(Stored records)

PR #53, opened 2024-09-10
Validate topic name uniqueness per parent

zerolab:
hat tip to @AWitcherONS for spotting this

### DIFF
--- a/ons_alpha/taxonomy/models.py
+++ b/ons_alpha/taxonomy/models.py
@@ -77,6 +77,12 @@ class TopicForm(WagtailAdminModelForm):
         if not parent and instance.get_parent() != parent:
             raise ValidationError("Cannot make a child topic a top-level topic.")
 
+        # depth starts with one. We cannot rely on instance.get_parent()
+        # until after the topic is created, and parent can be None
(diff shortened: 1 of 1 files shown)


MebinAbraham (approved):

ons_alpha/taxonomy/models.py
```diff
@@ -77,6 +77,12 @@ def clean(self):
         if not parent and instance.get_parent() != parent:
             raise ValidationError("Cannot make a child topic a top-level topic.")
 
+        # depth starts with one. We cannot rely on instance.get_parent()
+        # until after the topic is created, and parent can be None
+        depth = parent.depth + 1 if parent else 1
+        if Topic.objects.filter(name=cleaned_data["name"], depth=depth).exists():
```
RealOrangeOne, line 83: Would `if self.instance.get_siblings().exclude(id=self.instance.id).filter(name=cleaned_data["name"]).exists()` be better? This avoids the need to calculate the depth.

zerolab: no. because the validation happens before we have an actual saved instance, so things like `.get_parent()`/`.get_siblings()` don't return anything, nor do we have an id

**WORK TO BE COMPLETED**
Which lines above include the string "taxonomy"? Show them.

**TASK RESULT**
--- a/ons_alpha/taxonomy/models.py
+++ b/ons_alpha/taxonomy/models.py
ons_alpha/taxonomy/models.py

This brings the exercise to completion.